I need to find a way to efficiently process a large amount of data in PHP/MySQL. Here's the situation:
I have a database table with, say, one million records. Based on user input from PHP, I need to rank all of those one million records according to a non-trivial calculation step, so that I can pick the top scoring items. My problem is that this scales very poorly from a memory usage standpoint, particularly at the sorting step, if I rearrange the data into columns and use array_multisort.
Alternative methods I can think of are:
- Doing the calculations in PHP and reinserting the data with the scores into a temporary table, retrieving the highest scoring items using a SELECT ... ORDER BY score ... LIMIT query
- Doing the calculations in PHP and outputting the data with the scores into a CSV file, then calling the command-line sort utility, then reading in the top X number of lines
- Doing the calculations in MySQL using a stored procedure and retrieving the top X number of items, as in option 1. My concern with this is whether the DB is well suited for the number crunching this would involve
This has got to be a fairly common problem for things like search engines. Scalability is the number one priority, but performance has to be pretty good too. Is one of these approaches best, or is there some other great option that I'm not even considering?
Doing it in a complex ORDER BY is the best out of all the options you mentioned, if it's possible. But for one million records you will still encounter problems.

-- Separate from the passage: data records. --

PR #303, opened 2019-01-04
Fixing build

oleg-andreyev:
Closes #290 
Closes #287

Issue #298, opened 2018-10-03
[RFC] Name of the driver


stof:
Currently, the driver is named Selenium2Driver. But this driver is not really about Selenium 2 only. Currently, it is also about Selenium 3. And with #293, it would also be about the W3C Webdriver protocol, which is not related to Selenium itself (except for the inspiration).

In the new world, Selenium might not be involved at all in the stack now that Webdriver is a standard implemented by browsers directly, and Selenium is only the intermediate node for grid support (if we except Internet Explorer support, which is still provided by Selenium and might speak only the legacy protocol).

Should we have it as WebdriverDriver instead ?

What do you think @aik099 ?

stof:
Note that starting a new repo might be the easiest way to change the name in case we decide that the right path for #293 is to change our dependency.

aik099:
Shouldn't be `WebdriverDriver` be `WebDriverDriver` instead?

Otherwise I'm ok with a renaming. I see 3 ways:

1. rename repo on GitHub, but keep Packagist package name (keeping same name on Packagist is preserving BC, but defeating purpose of whole rename)
2. rename repo on GitHub and abandon current package in favor of new Packagist package (does that allow us to rename classes inside repo itself?)
3. having another repo + another package as if it was a new driver and advertising to use new package instead (would be a mess with currently opened issues/PRs, because whoever submits the issue/PR needs to figure out correct repo)

stof:
@aik099 if we rename it, the package and the code should be renamed too.

The strategy (2 or 3) will depend how different the code is with the facebook webdriver library, to see whether it is worth keeping the history, or whether starting from scratch is cleaner.

Strategy 2 allows to rename classes if we do a major version bump

aik099:
Then we're good to go. Not sure about currently opened issues/PRs. If we'll create another repo, then what will become of them?

stof:
>     3\. (would be a mess with currently opened issues/PRs, because whoever submits the issue/PR needs to figure out correct repo

I think having another repo for the enw package would be *less* of a mess. The new driver implementation would be a full rewrite, so all currently opened issues would be irrelevant for it.

stof:
Regarding the name, the W3C spec is indeed `WebDriver` and not `Webdriver`.

The only issue with that name is that `Mink\WebDriverDriver` and `mink/web-driver-driver` look a bit weird.

For the package name, maybe we can use `mink/webdriver-driver`.

stof:
[...]

Issue #293, opened 2018-09-24
Support the W3C webdriver spec


stof:
Support for the JsonWire selenium protocol is fading out in favor of the W3C spec:

- Firefox's geckodriver implements only the W3C protocol
- Safari's driver uses the W3C driver by default (see https://github.com/minkphp/Mink/issues/764)
- Chrome's driver is working on supporting the W3C protocol (they still implement JsonWire for now)
- Edge's driver uses the W3C driver by default in its next release (so same situation than Safari will happen soon: https://docs.microsoft.com/en-us/microsoft-edge/webdriver#webdriver-server-command-line-flags)

We will have some work to do to make this happen.

The instaclick/php-webdriver library that we are using has a beta version of 2.0 which adds support for interacting with a W3C server. But they won't provide an abstraction layer to make the same code work for both variants (see https://github.com/instaclick/php-webdriver/issues/84). It will be up to our code to choose the right way (and we will need https://github.com/instaclick/php-webdriver/issues/86 to be able to know which one we need).
Due to the fact that we expose the webdriver session to userland, we would have to consider this upgrade as a BC break.

Another option could be to migrate to facebook/webdriver, which seems a bit more popular this days (https://packagist.org/?query=webdriver). It is currently adding support for the W3C spec (WIP is at https://github.com/facebook/php-webdriver/pull/560), and does so by abstracting the differences internally).
Doing such migration would also require making it a major release, as we would change the API we expose when exposing the session.

stof:
https://github.com/minkphp/MinkSelenium2Driver/issues/288 was created to refer to the first solution for this topic (but does not describe the implication, and does not seem to care about the W3C support in the PR implementing it)

stof:
#287 should be done first before this work (we should switch to Chrome on Travis, as there is no way to run recent Firefox versions with the JsonWire protocol).

stof:
The more I look at instaclick/php-webdriver 2 "supporting" the  WEC protocol (currently in RC), the more I think we should rather migrate to the facebook package (for which the PR supporting the W3C protocol inside their abstraction is almost ready AFAICT).

stof:
[...]

PR #304, opened 2019-01-04
[WIP] Facebook driver

### LINKED ISSUE #97: Use native WebDriver event triggering, rather than Syn ones
We have several problems due usage of Syn library for JavaScript event triggering. I propose to switch to WebDriver native event triggering capabilities instead of using Syn library.

During the change we need to carefully check, that when using native WebDriver calls all JavaScript events, that were triggered by Syn library are still triggered by WebDriver itself.

Closes:
- #78 
- #75 
- #51 
- #20 
- #139

### LINKED ISSUE #175: Set desired capabilities for firefox
I couldn't add capability to firefox driver. I added proxy option for connection but I couldn't set 'permissions.default.image' as '2'. Briefly, I want to disable image loading while test continue. What am I doing wrong?

``` php
$driver = new \Behat\Mink\Driver\Selenium2Driver(
    'firefox',
    array(
        "proxy" => array(
            "proxyType" => "manual",
            "httpProxy" => Core::selectProxy(),
        ),
        "permissions.default.image" => 2

    )
);
```

(also I'm tried to send it as array)

### LINKED ISSUE #257: CI setup should be improved to test on Selenium 3
I plan to add 2 more jobs in the matrix:

- Selenium 3 using ChromeDriver (chromium is now available on Travis, so ChromeDriver is usable if we download it)
- Selenium 3 using GeckoDriver and a recent firefox version, as allowed failure (to track progress on it)

I'm wondering whether we should also add Selenium 2 + ChromeDriver in the matrix. not sure it is worth it.

oleg-andreyev:
**This is work in progress**

- Moving away from instaclick/php-webdriver to facebook/php-webdriver as first one is not supported (https://github.com/minkphp/MinkSelenium2Driver/issues/293#issuecomment-426680197)
- Removing syn.js
- Preparing to be more W3C compliant
- We should release a new major version of Mink, because facebook/php-webdriver needs PHP >= 5.6

Depending on #303, https://github.com/facebook/php-webdriver/pull/621, https://github.com/minkphp/driver-testsuite/pull/26, https://github.com/minkphp/driver-testsuite/pull/25
Unblocks #298, #293 
Closes #300 
Closes #289
Closes #257 
Closes #175
Closes #97


aik099:
There are other closed PRs doing the same, that might help you:

* #263
* #79

composer.json
```diff
@@ -1,46 +1,62 @@
...
-    "name":         "behat/mink-selenium2-driver",
-    "description":  "Selenium2 (WebDriver) driver for Mink framework",
-    "keywords":     ["selenium", "webdriver", "javascript", "ajax", "testing", "browser"],
-    "homepage":     "http://mink.behat.org/",
-    "type":         "mink-driver",
-    "license":      "MIT",
-
+    "name": "behat/mink-selenium2-driver",
+    "description": "Selenium2 (WebDriver) driver for Mink framework",
+    "keywords": [
```
aik099: If you want to do the reformatting of anything, then please create separate PR for that.

composer.json
```diff
@@ -1,46 +1,62 @@
...
+            "email": "pete@otaqui.com",
+            "homepage": "https://github.com/pete-otaqui"
+        },
+        {
+            "name": "Konstantin Kudryashov",
+            "email": "ever.zet@gmail.com",
+            "homepage": "http://everzet.com"
+        }
+    ],
+    "repositories": [
```
aik099: Surely this change isn't meant to be merged.

composer.json
```diff
@@ -1,46 +1,62 @@
...
+            "url": "git@github.com:oleg-andreyev/php-webdriver.git"
         }
     ],
-
     "require": {
-        "php":                       ">=5.3.1",
-        "behat/mink":                "~1.7@dev",
-        "instaclick/php-webdriver":  "~1.1"
+        "php": ">=5.3.1",
+        "ext-zip": "*",
```
aik099: All added `ext-` stuff should be a separate PR where you'll explain why it's needed.

composer.json
```diff
@@ -1,46 +1,62 @@
...
+        "ext-curl": "*",
+        "ext-json": "*",
+        "behat/mink": "~1.7@dev",
+        "facebook/webdriver": "dev-adjust-getRelatedElements"
```
aik099: You're not using a stable release. Why?

Building off an integration based on locally modified fork seems to be a bad idea.

composer.json
```diff
@@ -1,46 +1,62 @@
...
     },
-
     "require-dev": {
-        "mink/driver-testsuite": "dev-master"
+        "roave/security-advisories": "dev-master",
+        "mink/driver-testsuite": "dev-w3c-testKeyboardEvents",
```
aik099: Why? Isn't current test suite working fine?

composer.json
```diff
@@ -1,46 +1,62 @@
...
+        "phpunit/phpunit": "^6.5"
```
aik099: Why? Everything works pretty fine with globally installed PHPUnit.

composer.json
oleg-andreyev: right, this PR is currently WIP.

Why it's needed:
- facebook/php-webdriver has an issue with detecting related <form/> element (already submitted https://github.com/facebook/php-webdriver/pull/621)
- mink/driver-testsuite is required because of https://github.com/minkphp/driver-testsuite/pull/25 (facebook/php-webdriver is a bit more w3c complaint and w3c specifications does not have keyup/keydown specifications)

composer.json
oleg-andreyev: afaik it's reported by https://github.com/kalessil/phpinspectionsea plugin, 
I've removed it, as curl/zip/json aren't required for this lib

oleg-andreyev:
Green build 🥇

stof:
>     * We should release a new major version of Mink

not necessary. That's fine to have a different requirement in the new version of the driver.

We need a new major version of the driver though, because we exposed the Webdriver internal

src/Selenium2Driver.php
```diff
@@ -75,10 +81,54 @@ class Selenium2Driver extends CoreDriver
...
+            }
+        }
+    }
+
+    /**
+     * Sets the timeouts to apply to the webdriver session
+     *
+     * @param array $timeouts The session timeout settings: Array of {script, implicit, page} => time in milliseconds
+     */
+    public function setTimeouts($timeouts)
```
stof: shouldn't it be typehinted as array ?

src/Selenium2Driver.php
```diff
@@ -97,54 +147,20 @@ protected function setBrowserName($browserName = 'firefox')
...
-                    $chromeOptions[$capability] = $value;
-                }
-                $desiredCapabilities['chrome.'.$capability] = $value;
-            }
-
-            $desiredCapabilities['chromeOptions'] = $chromeOptions;
-
-            unset($desiredCapabilities['chrome']);
+        if ($this->started) {
+            throw new DriverException('Unable to set desiredCapabilities, the session has already started');
```
stof: I would keep that first

src/Selenium2Driver.php
```diff
@@ -163,23 +179,13 @@ public function getDesiredCapabilities()
     /**
      * Sets the WebDriver instance
      *
-     * @param WebDriver $webDriver An instance of the WebDriver class
+     * @param RemoteWebDriver $webDriver An instance of the WebDriver class
      */
-    public function setWebDriver(WebDriver $webDriver)
+    public function setWebDriver(RemoteWebDriver $webDriver)
```
stof: does this setter even make sense ? RemoteWebDriver is an equivalent of the session in the instaclick library. The class set there previously is the factory for the session (which is not an object which exists in the facebook library as they use a static method instead)

src/Selenium2Driver.php
```diff
@@ -260,7 +213,8 @@ protected static function charToOptions($char, $modifier = null)
      */
     protected function executeJsOnXpath($xpath, $script, $sync = true)
```
stof: As it is a new major version, I suggest switching to private too (we don't want to make those supported extension points)

src/Selenium2Driver.php
```diff
@@ -260,7 +213,8 @@ protected static function charToOptions($char, $modifier = null)
...
     {
-        return $this->executeJsOnElement($this->findElement($xpath), $script, $sync);
+        $element = $this->findElement($xpath);
```
stof: why changing this code ?

src/Selenium2Driver.php
```diff
@@ -297,46 +246,19 @@ private function executeJsOnElement(Element $element, $script, $sync = true)
...
-    private function applyTimeouts()
-    {
-        try {
-            foreach ($this->timeouts as $type => $param) {
-                $this->wdSession->timeouts($type, $param);
-            }
-        } catch (UnknownError $e) {
-            throw new DriverException('Error setting timeout: ' . $e->getMessage(), 0, $e);
-        }
+        $this->started = true;
```
stof: I suggest dropping that boolean entirely, relying on `null !== $this->webDriver` instead to check for being started

src/Selenium2Driver.php
```diff
@@ -434,75 +370,71 @@ public function switchToIFrame($name = null)
...
     }
 
     /**
      * {@inheritdoc}
      */
     public function getContent()
     {
-        return $this->wdSession->source();
+        $source = $this->webDriver->getPageSource();
+        return str_replace(array("\r", "\r\n", "\n"), \PHP_EOL, $source);
```
stof: I would rather return them with `"\n"` rather than `\PHP_EOL` if we normalize it

src/Selenium2Driver.php
```diff
@@ -560,58 +518,33 @@ public function getAttribute($xpath, $name)
...
-            break;
-        }
-    }
-}
-
-return value;
-JS;
-
-            return $this->executeJsOnElement($element, $script);
+            $element = new WebDriverRadios($element);
```
stof: I would not override the `$element` variable. `WebDriverRadios` is not the element, but a different helper.

src/Selenium2Driver.php
```diff
@@ -560,58 +518,33 @@ public function getAttribute($xpath, $name)
...
-for (var i = 0; i < node.options.length; i++) {
-    if (node.options[i].selected) {
-        value.push(node.options[i].value);
-    }
-}
-
-return value;
-JS;
+        if ('select' === $elementName) {
+            $element = new WebDriverSelect($element);
```
stof: same here about not reusing the variable name

stof: and there are more places below.

src/Selenium2Driver.php
```diff
@@ -758,170 +695,135 @@ public function selectOption($xpath, $value, $multiple = false)
...
     {
-        try {
-            // Move the mouse to the element as Selenium does not allow clicking on an element which is outside the viewport
-            $this->wdSession->moveto(array('element' => $element->getID()));
-        } catch (UnknownCommand $e) {
-            // If the Webdriver implementation does not support moveto (which is not part of the W3C WebDriver spec), proceed to the click
-        }
-
-        $element->click();
+        // Move the mouse to the element as Selenium does not allow clicking on an element which is outside the viewport
```
stof: this comment is not relevant anymore, as you removed the corresponding code

src/Selenium2Driver.php
```diff
@@ -758,170 +695,135 @@ public function selectOption($xpath, $value, $multiple = false)
...
+        $element = $this->findElement($xpath);
+        $this->webDriver->action()->contextClick($element)->perform();
     }
 
     /**
      * {@inheritdoc}
      */
     public function attachFile($xpath, $path)
     {
+        /** @var RemoteWebElement $element */
```
stof: this phpdoc should be useless. The return type should already be documented properly.

.travis.yml
```diff
@@ -1,43 +1,70 @@
...
+cache:
+  directories:
+    - $HOME/.composer/cache/files
+    - jar
 
 matrix:
-  fast_finish: true
   include:
-    - php: 7.0
-      env: WEBDRIVER=selenium-remote
```
stof: can we keep a test corresponding to that case ? It was important to test for people relying on Saucelabs to run their Selenium

src/Selenium2Driver.php
```diff
@@ -163,23 +179,13 @@ public function getDesiredCapabilities()
...
     {
         $this->webDriver = $webDriver;
     }
 
-    /**
-     * Gets the WebDriverSession instance
-     *
-     * @return \WebDriver\Session
-     */
-    public function getWebDriverSession()
```
stof: to allow bypassing the Mink abstraction for things which are not supported (accepting prompts for instance), we should expose `$this->webDriver` (which is the equivalent of what `\WebDriver\Session` is in the old library)

src/Selenium2Driver.php
```diff
@@ -758,170 +695,135 @@ public function selectOption($xpath, $value, $multiple = false)
...
      * {@inheritdoc}
      */
     public function focus($xpath)
     {
-        $this->trigger($xpath, 'focus');
+        $element = $this->findElement($xpath);
+        $action = $this->webDriver->action();
+
+        $action->moveToElement($element);
+        $action->click($element);
```
stof: clicking an element is not the same than focusing it. It triggers extra actions (for a link, it might navigate for instance)

src/Selenium2Driver.php
```diff
@@ -758,170 +695,135 @@ public function selectOption($xpath, $value, $multiple = false)
...
     }
 
     /**
      * {@inheritdoc}
      */
     public function keyDown($xpath, $char, $modifier = null)
     {
-        $options = self::charToOptions($char, $modifier);
-        $this->trigger($xpath, 'keydown', $options);
+        $this->sendKey($xpath, $char, $modifier);
```
stof: that's not the same API than previously. After calling keyDown, your implementation already released the key.

I think we should rather add a new `pressKey` method in Mink, and deprecate these 3 methods. And the new version of the driver would then implement only `pressKey`.
And we should implement the new method in 1.x too

The old implementation was not good anyway, as it was not actually pressing the key, but only triggering the JS actions (so the default behavior of pressing a key would not happen).

src/Selenium2Driver.php
```diff
@@ -934,7 +836,21 @@ public function executeScript($script)
             $script = '(' . $script . ')';
         }
 
-        $this->wdSession->execute(array('script' => $script, 'args' => array()));
+        $this->webDriver->executeScript($script);
+    }
+
+    public function executeAsyncScript($script)
```
stof: We don't have such method in the Mink API. Should we really add it ?

src/Selenium2Driver.php
```diff
@@ -946,50 +862,68 @@ public function evaluateScript($script)
...
-        return $this->wdSession->execute(array('script' => $script, 'args' => array()));
+        return $this->webDriver->executeScript($script);
     }
 
     /**
-     * {@inheritdoc}
+     * Waits some time or until JS condition turns true.
+     *
+     * @param int                                        $timeout   timeout in milliseconds
+     * @param WebDriverExpectedCondition|\Closure|string $condition JS condition / Closure
```
stof: I don't think it makes sense to change the documented signature compared to interface

src/Selenium2Driver.php
```diff
@@ -946,50 +862,68 @@ public function evaluateScript($script)
...
      * {@inheritdoc}
      */
     public function resizeWindow($width, $height, $name = null)
     {
-        $this->wdSession->window($name ? $name : 'current')->postSize(
-            array('width' => $width, 'height' => $height)
-        );
+        $dimension = new WebDriverDimension($width, $height);
+        if ($name) {
+            throw new \Exception('Named windows are not supported yet');
```
stof: should be an `UnsupportedDriverActionException` instead

src/Selenium2Driver.php
```diff
@@ -946,50 +862,68 @@ public function evaluateScript($script)
...
     }
 
     /**
      * {@inheritdoc}
      */
     public function maximizeWindow($name = null)
     {
-        $this->wdSession->window($name ? $name : 'current')->maximize();
+        if ($name) {
+            throw new \Exception('Named window is not supported');
```
stof: should be an `UnsupportedDriverActionException` instead

src/Selenium2Driver.php
```diff
@@ -999,216 +933,107 @@ public function maximizeWindow($name = null)
...
+     * @param WebDriverElement $element
+     * @param string           $xpath
+     * @param string           $type
+     * @param string           $action
      *
-     * @throws DriverException when the value cannot be found
+     * @throws DriverException
      */
-    private function selectRadioValue(Element $element, $value)
+    private function  ensureInputType(WebDriverElement $element, $xpath, $type, $action)
```
stof: you have an extra space here

src/Selenium2Driver.php
```diff
@@ -999,216 +933,107 @@ public function maximizeWindow($name = null)
...
-                $option->click();
-            }
-
-            return;
-        }
-
-        // Deselect all options before selecting the new one
-        $this->deselectAllOptions($element);
-        $option->click();
+        throw new \RuntimeException('Not yet supported');
```
stof: is this even called anywhere ? If no, remove the private method

src/Selenium2Driver.php
```diff
@@ -999,216 +933,107 @@ public function maximizeWindow($name = null)
...
+        }
 
-        $this->executeJsOnElement($element, $script);
-    }
+        return $modifier;
+}
 
     /**
-     * Ensures the element is a checkbox
+     * Decode char
```
stof: should be `Decodes`

src/Selenium2Driver.php
```diff
@@ -999,216 +933,107 @@ public function maximizeWindow($name = null)
...
-
-        // Deselect all options before selecting the new one
-        $this->deselectAllOptions($element);
-        $option->click();
+        throw new \RuntimeException('Not yet supported');
     }
 
     /**
-     * Deselects all options of a multiple select
+     * Prepend modifier
```
stof: should be `Prepends`

stof:
As that's a rewrite almost from scratch, should we keep it in a package named `selenium2-driver`, which is confusing as it is not about Selenium **2** anymore (but about W3C webdriver) ?

We may bring it as a new driver instead (and deprecate `selenium2-driver` in favor of the new one for people not needing to run tests on unmaintained PHP versions). This way, we could name it with a better name. What do you think ?

oleg-andreyev:
@stof I'm all for creating a new driver and deprecating this one, but as you mentioned in https://github.com/instaclick/php-webdriver/issues/84#issuecomment-452384343 facebook/php-webdriver is an abstraction for JsonWire (deprecated) and W3C, so I'd suggest naming new driver simply as `MinkWebDriver` (minkphp/webdriver)

.travis.yml
```diff
@@ -1,43 +1,70 @@
...
-      env: MINK_PHP_BIN=~/.phpenv/versions/5.6/bin/php
+    # XVFB with regular Chrome (not headless)
+    - php: 7.2
+      env:
+        - DRIVER_OPTIONS='{"args":["no-sandbox","window-size=1024,768"]}'
+        - START_XVFB=1
+    # build with lowest deps
+    - php: 7.2
+      env:
+        - DEPENDENCIES="--prefer-lowest"
```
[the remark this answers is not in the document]
oleg-andreyev: 👍

composer.json
```diff
@@ -18,29 +18,36 @@
...
-
     "autoload-dev": {
         "psr-4": {
             "Behat\\Mink\\Tests\\Driver\\": "tests"
         }
     },
-
     "extra": {
         "branch-alias": {
             "dev-master": "1.3.x-dev"
```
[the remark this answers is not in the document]
oleg-andreyev: 👍

phpunit.xml.dist
```diff
@@ -11,15 +14,26 @@
     <php>
         <var name="driver_config_factory" value="Behat\Mink\Tests\Driver\Selenium2Config::getInstance" />
 
-        <!--server name="WEB_FIXTURES_HOST" value="http://test.mink.dev" /-->
-        <!--server name="WEB_FIXTURES_BROWSER" value="firefox" /-->
+        <!-- Docker for Mac, see https://docs.docker.com/docker-for-mac/networking/#there-is-no-docker0-bridge-on-macos#i-want-to-connect-from-a-container-to-a-service-on-the-host -->
+        <!--<server name="WEB_FIXTURES_HOST" value="http://host.docker.internal:8002"/>-->
+        <server name="WEB_FIXTURES_HOST" value="http://localhost:8002"/>
```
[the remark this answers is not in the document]
oleg-andreyev: commented out and added comment where to find default value

tests/Selenium2Config.php
```diff
@@ -34,12 +71,31 @@ public function skipMessage($testCase, $test)
             return 'WebDriver does not support setting value in color inputs. See https://code.google.com/p/selenium/issues/detail?id=7650';
         }
 
+        $desiredCapabilities = $this->driver->getDesiredCapabilities();
+        $chromeOptions = $desiredCapabilities->getCapability(ChromeOptions::CAPABILITY);
+
+        /** @var ChromeOptions $capability */
```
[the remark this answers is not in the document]
oleg-andreyev: removed

.travis.yml
```diff
@@ -1,43 +1,70 @@
...
-  - vendor/bin/mink-test-server > /dev/null 2>&1 &
+before_script:
+  - mkdir ./logs
+  - if [[ "$BROWSER_NAME" = "chrome" && "$CHROMEDRIVER_VERSION" = "latest" ]]; then CHROMEDRIVER_VERSION=`curl -sS chromedriver.storage.googleapis.com/LATEST_RELEASE`; fi
+  - if [ "$BROWSER_NAME" = "chrome" ]; then mkdir chromedriver; wget -q -t 3 https://chromedriver.storage.googleapis.com/$CHROMEDRIVER_VERSION/chromedriver_linux64.zip; unzip chromedriver_linux64 -d chromedriver; fi
+  - if [ "$START_XVFB" = "1" ]; then sh -e /etc/init.d/xvfb start; fi;
+  - ./chromedriver/chromedriver --port=4444 --url-base=wd/hub --verbose &> ./logs/chromedriver.log &
+  - until $(echo | nc localhost 4444); do sleep 1; echo Waiting for ChromeDriver on port 4444...; done; echo "ChromeDriver started"
+  # https://bugs.php.net/bug.php?id=71443
+  - USE_ZEND_ALLOC=0 travis_retry php -d memory_limit=8G -S localhost:8002 -t ./vendor/mink/driver-testsuite/web-fixtures &> ./logs/mink-test-server.log &
```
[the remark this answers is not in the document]
oleg-andreyev: done https://github.com/minkphp/driver-testsuite/pull/28

README.md
```diff
@@ -49,6 +49,29 @@ $> curl -sS http://getcomposer.org/installer | php
...
+    docker run -p 4444:4444 selenium/standalone-firefox:2.53.1
+    ```
+    2. If you do not have Docker, but you have Java
+    ```bash
+    curl -L http://selenium-release.storage.googleapis.com/2.53/selenium-server-standalone-2.53.1.jar > selenium-server-standalone-2.53.1.jar
+    java -jar selenium-server-standalone-2.53.1.jar
+    ```
+2. Start WebServer by running
+    ``` bash
+    php -S localhost:8002 -t ./vendor/mink/driver-testsuite/web-fixtures
```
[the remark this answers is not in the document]
oleg-andreyev: done

src/Selenium2Driver.php
oleg-andreyev: done

src/Selenium2Driver.php
oleg-andreyev: done

src/Selenium2Driver.php
oleg-andreyev: removed this method

src/Selenium2Driver.php
oleg-andreyev: returned as `getWebDriver`

src/Selenium2Driver.php
oleg-andreyev: done

src/Selenium2Driver.php
oleg-andreyev: easier to debug and set breakpoint

src/Selenium2Driver.php
oleg-andreyev: agree

src/Selenium2Driver.php
oleg-andreyev: IIRC if you try to execute phpunit on Windows, it will fail on multi-line assert as example: `\Behat\Mink\Tests\Driver\Form\Html5Test::testHtml5FormButtonAttribute`

src/Selenium2Driver.php
oleg-andreyev: 👍

src/Selenium2Driver.php
oleg-andreyev: 👍

src/Selenium2Driver.php
oleg-andreyev: removed, but jfyi this logic is just implemented in `\Facebook\WebDriver\Remote\RemoteMouse`

src/Selenium2Driver.php
oleg-andreyev: updated

src/Selenium2Driver.php
oleg-andreyev: will investigate, good catch

src/Selenium2Driver.php
oleg-andreyev: done

src/Selenium2Driver.php
oleg-andreyev: done

src/Selenium2Driver.php
oleg-andreyev: removed

src/Selenium2Driver.php
oleg-andreyev: this method removed.

src/Selenium2Driver.php
oleg-andreyev: updated comment

src/Selenium2Driver.php
oleg-andreyev: returned `inheritdoc`, but the method remains untouched (hidden functionality)

src/Selenium2Driver.php
oleg-andreyev: fixed

src/Selenium2Driver.php
stof: Well, I consider it easier to write tests when I don't need to change the newline chars in the test depending on the OS.

One reason it might fail for you is if your git is configured to convert the code to CRLF on checkout. But I don't consider that a good setup. The unmodified source code must be working.

src/Selenium2Driver.php
stof: but we don't have that API in Mink. We should not introduce it here.

oleg-andreyev:
@stof build is again green. I'll start working on deprecating keyUp/keyPress/keyDown in favor of pressKey as per discussion https://github.com/minkphp/MinkSelenium2Driver/pull/304#discussion_r246046293

stof:
@oleg-andreyev please do that in separate PRs, so that it can be applied to the existing driver too.

oleg-andreyev:
Meanwhile can you create “webdriver” repository under minkphp for new driver, thanks

src/Selenium2Driver.php
oleg-andreyev: https://github.com/minkphp/Mink/pull/772

oleg-andreyev:
I'm moving my effort to https://github.com/oleg-andreyev/MinkFacebookWebDriver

Sounds like you are doing things the hard way, trying to keep all your data in one place and order it on the fly. Is there no way to do scoring beforehand, even if it's a few scores you combine at request time for a custom sort key?
How complex are the user's queries? If you are trying to do fulltext search you should get software specialized for that task.
Assuming your dataset is too large to store in memory.... If you only need the top n items, you can keep only the top results in memory as you page through the 1 million rows. This would also work with the temporary table idea of yours, writing the top records from each batch.
Another option would be to write a user defined function:
http://dev.mysql.com/doc/refman/5.1/en/adding-functions.html
Why not do part or all of your calculation when you store the row. That way you only have to do it once and you have lots of time to do it in.